03 — RAG at Scale (100M docs, 1k QPS)

Roles: Applied AI Engineer · Search/RAG Engineer · LLM Infrastructure

1. Clarifying Questions

  • Corpus size & growth rate? Update frequency (hourly/daily/static)?
  • Query latency SLO? (Typical: e2e p95 < 1.5s, retrieval p95 < 100ms.)
  • Multi-tenant (per-tenant indices)?
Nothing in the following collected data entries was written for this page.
PR #501, opened 2020-02-05
Fixes #28933 - add api to delete recurring logics

MariaAga:
recurring logics by search query, to prevent accidental removal of all the recurring logics the search is required.

### DIFF
--- a/app/controllers/foreman_tasks/api/recurring_logics_controller.rb
+++ b/app/controllers/foreman_tasks/api/recurring_logics_controller.rb
@@ -10,6 +10,12 @@ module ForemanTasks
         api_base_url '/foreman_tasks/api'
       end
 
+      # Foreman right now doesn't have mechanism to
+      # cause general BadRequest handling, resuing the Apipie::ParamError
+      # for now http://projects.theforeman.org/issues/3957
+      class BadRequest < Apipie::ParamError
+      end
+
       before_action :find_resource, :only => %w[show cancel update]
 
       api :GET, '/recurring_logics', N_('List recurring logics')
@@ -39,9 +45,22 @@ module ForemanTasks
         ForemanTasks::RecurringLogic
       end
 
+      api :POST, '/recurring_logics/bulk_destroy', N_('Delete recurring logics by search query')
+      param :search, String, :desc => N_('Search query'), :required => true
+      def bulk_destroy
+        if params[:search].blank?
+          raise BadRequest, _('Please provide a search parameter in the request')
+        end
+        scope = resource_scope.search_for(params[:search])
+        scope.each(&:destroy!)
+        render json: { destroyed: scope }
+      rescue ActiveRecord::RecordNotDestroyed => error
+        render json: { error: error, scope: scope }, status: :bad_request
+      end
+
       def action_permission
         case params[:action]
-        when 'cancel'
+        when 'cancel', 'bulk_destroy'
           'edit'
         else
           super
--- a/config/routes.rb
+++ b/config/routes.rb
@@ -42,6 +42,9 @@ Foreman::Application.routes.draw do
         member do
           post :cancel
         end
+        collection do
+          post :bulk_destroy
+        end
       end
 
       resources :tasks, :only => [:show, :index] do
--- a/lib/foreman_tasks/engine.rb
+++ b/lib/foreman_tasks/engine.rb
@@ -61,7 +61,7 @@ module ForemanTasks
                                                :'foreman_tasks/api/recurring_logics' => [:index, :show] }, :resource_type => ForemanTasks::RecurringLogic.name
 
           permission :edit_recurring_logics, { :'foreman_tasks/recurring_logics' => [:cancel, :enable, :disable, :clear_cancelled],
-                                               :'foreman_tasks/api/recurring_logics' => [:cancel, :update] }, :resource_type => ForemanTasks::RecurringLogic.name
+                                               :'foreman_tasks/api/recurring_logics' => [:cancel, :update, :bulk_destroy] }, :resource_type => ForemanTasks::RecurringLogic.name
         end
 
         add_all_permissions_to_default_roles


app/controllers/foreman_tasks/api/recurring_logics_controller.rb
```diff
@@ -38,10 +38,22 @@ def cancel
...
+                      
+      api :POST, '/recurring_logics/bulk/destroy', N_('Delete recurring logics by search query')
+      param :search, String, :desc => N_('Search query'), :required => true
+      def bulk_destroy
+        scope = resource_scope.search_for(params[:search])
+        destroyed = scope.destroy_all
+        if destroyed
+          render json: { destroyed: destroyed }
+        else
+          render json: {}, status: :bad_request
```
xprazak2: I haven't tested the errors yet, but would we want to return some sort of error message?

MariaAga: What kind of error message? `recurring logics could not be destroyed`?

xprazak2: The message that would tells us what went wrong and why this is a bad request. Returning error status with empty response does not provide any hints.

app/controllers/foreman_tasks/api/recurring_logics_controller.rb
```diff
@@ -38,10 +38,22 @@ def cancel
       def resource_class
         ForemanTasks::RecurringLogic
       end
+                      
+      api :POST, '/recurring_logics/bulk/destroy', N_('Delete recurring logics by search query')
+      param :search, String, :desc => N_('Search query'), :required => true
+      def bulk_destroy
+        scope = resource_scope.search_for(params[:search])
+        destroyed = scope.destroy_all
+        if destroyed
```
xprazak2: `destroy_all` returns a collection of objects that were destroyed and calling it on an empty scope returns empty array, so the condition will always be true

app/controllers/foreman_tasks/api/recurring_logics_controller.rb
MariaAga: added the error if destroy fails

app/controllers/foreman_tasks/api/recurring_logics_controller.rb
MariaAga: changed to `destroy!` to get the error, and `destroyed` is now just the scope

app/controllers/foreman_tasks/api/recurring_logics_controller.rb
```diff
@@ -39,9 +39,19 @@ def resource_class
...
       end
 
+      api :POST, '/recurring_logics/bulk/destroy', N_('Delete recurring logics by search query')
+      param :search, String, :desc => N_('Search query'), :required => true
+      def bulk_destroy
+        scope = resource_scope.search_for(params[:search])
+        scope.each(&:destroy!)
+        render json: { destroyed: scope }
+        rescue ActiveRecord::RecordNotDestroyed => error
+          render json: { error: error, scope: scope }, status: :bad_request
```
adamruzicka: This should be indented one level to the left

config/routes.rb
```diff
@@ -39,6 +39,9 @@
         member do
           post :cancel
         end
+        collection do
+          match '/bulk/destroy' => :bulk_destroy, :via => [:post]
```
adamruzicka: How about we make the path match what we do for [other bulk actions](https://github.com/theforeman/foreman-tasks/blob/master/config/routes.rb#L51) (`bulk_destroy` vs `bulk/destroy`). Then you should be able to do something like
```ruby
collection do
  post :bulk_destroy
end
```

app/controllers/foreman_tasks/api/recurring_logics_controller.rb
MariaAga: why? this line should happen only for the rescue

adamruzicka: If you do not use explicit `begin` and `end`, then `rescue` should be aligned to the same level as `def` and `end`

All these three are functionally equivalent, however the first one is preferred.

```ruby
def foo
  raise "Stop"
rescue => e
  puts e
end
```

```ruby
def foo
  raise "Stop"
  rescue => e
    puts e
end
```

```ruby
def foo
  begin
    raise "Stop"
  rescue => e
    puts e
  end
end
```

MariaAga: Thanks for the explanation! fixed

config/routes.rb
MariaAga: I was taking inspiration from hosts but this makes more sense, thanks!

adamruzicka:
[test foreman_tasks]

adamruzicka:
[test foreman-tasks]

app/controllers/foreman_tasks/api/recurring_logics_controller.rb
```diff
@@ -39,9 +39,19 @@ def resource_class
         ForemanTasks::RecurringLogic
       end
 
+      api :POST, '/recurring_logics/bulk_destroy', N_('Delete recurring logics by search query')
+      param :search, String, :desc => N_('Search query'), :required => true
+      def bulk_destroy
+        scope = resource_scope.search_for(params[:search])
```
adamruzicka: We need to check if `params[:search]` is actually provided. Otherwise it matches *all* recurring logics.

MariaAga: `:required => true` doesn't this block it?

adamruzicka: It just shows up in the api documentation as required, but you have to enforce it yourself. I just accidentally wiped all my recurring logics :)

MariaAga: Oh no! Added an `ArgumentError`

app/controllers/foreman_tasks/api/recurring_logics_controller.rb
```diff
@@ -39,9 +39,22 @@ def resource_class
         ForemanTasks::RecurringLogic
       end
 
+      api :POST, '/recurring_logics/bulk_destroy', N_('Delete recurring logics by search query')
+      param :search, String, :desc => N_('Search query'), :required => true
+      def bulk_destroy
+        if params[:search].nil?
```
adamruzicka: How about using `blank?` instead of `nil?` so it also catches empty strings?

MariaAga: I thought we wanted to keep the option to destroy all by sending an empty string?

adamruzicka: People will still be able to destroy all by explicitly matching on all with something like `state ~ *`

MariaAga: Changed to blank and changed the argument error to be `BadRequest`

app/controllers/foreman_tasks/api/recurring_logics_controller.rb
```diff
@@ -39,9 +45,22 @@ def resource_class
         ForemanTasks::RecurringLogic
       end
 
+      api :POST, '/recurring_logics/bulk_destroy', N_('Delete recurring logics by search query')
+      param :search, String, :desc => N_('Search query'), :required => true
+      def bulk_destroy
+        if params[:search].blank?
+          raise BadRequest, _('Please provide a search parameter in the request')
```
adamruzicka: How about using something like this instead of creating a custom exception class?
```ruby
payload = { :error => { :message => _("Required parameter 'search' missing in the request") } }
render :json => payload, :status => :bad_request
return
```

MariaAga: Why not use `BadRequest`? it's used in tasks

adamruzicka: Ah, you're right, completely forgot about it. Nevermind then

adamruzicka:
Thank you @MariaAga !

Permission filters?
  • Quality target? (Faithfulness, answer relevance via RAGAS.)

2. Capacity Estimation

  • 100M docs × ~5 chunks/doc = 500M chunks
  • Embedding dim 768 × 4 bytes = 3 KB/vector → 1.5 TB raw vectors
  • HNSW index (M=32) ≈ 2× raw → ~3 TB → shard across nodes
  • 1k QPS × top-50 retrieval × HNSW (~10ms cold) → ~10 search nodes minimum

3. Architecture

Query ─► [API] ─► [Hybrid Retriever]
                       ├── BM25 (Elastic/OpenSearch)
                       └── Vector (Qdrant/Vespa/Milvus, sharded HNSW)
                  └─► [Reranker (cross-encoder)]
                  └─► [LLM (vLLM)]   ─► streamed answer + citations

4. Deep Dives

4.1 Indexing Pipeline

  • Ingest events on Kafka → workers chunk (token-aware, 200-400 tok with overlap)
  • Embed in batched workers (GPU pool, batch_size 64)
  • Upsert to vector store with metadata (tenant_id, doc_id, ACL hash)
  • BM25 index updated in parallel
  • Backfill via Spark job for full re-embeds when changing model

4.2 Hybrid Retrieval (BM25 + Dense)

  • Run both, take top-50 from each, merge with Reciprocal Rank Fusion
  • BM25 catches exact-match terms (names, IDs); dense catches paraphrase
  • ~10-15% improvement over either alone

4.3 Reranking

  • Cross-encoder (bge-reranker-large or similar) on top-50 → top-5
  • Adds ~50-100ms but biggest single quality lever
  • Run in dedicated GPU pool, batch 32

4.4 Caching

  • Query → answer cache (Redis, TTL 24h, semantic-similar key)
  • Embedding cache for repeated queries
  • LLM prefix cache via vLLM for shared system prompt

4.5 Permissions & Multi-tenancy

  • Filter at vector-store query time (WHERE tenant_id = X AND acl_hash IN (...))
  • Never filter post-hoc on retrieved docs (you'll under-retrieve)
  • For huge ACL sets, use payload-bitmap or per-tenant collections

5. Eval (continuous!)

  • Golden set: 500 (query, doc, answer) tuples human-labeled
  • Run nightly: recall@10 on retrieval, RAGAS faithfulness/answer-relevance on generation
  • Block deploys on regression

6. Tradeoffs

ChoiceAltWhen
QdrantVespa, Milvus, Weaviate, pgvectorVespa for hybrid built-in; pgvector for <10M scale
Cross-encoder rerankLLM-as-rerankerCross-encoder is 100× cheaper
Per-tenant indexShared index + filterShared scales better past ~10k tenants

7. Pitch

"Hybrid BM25 + dense (Qdrant, sharded HNSW) → cross-encoder rerank → vLLM with prefix cache. 500M chunks across 8 search nodes; ingest via Kafka + GPU embed pool; ACL filter at query time. Continuous eval on a 500-tuple golden set, RAGAS faithfulness as the headline metric. p95 e2e < 1.5s including streamed first token."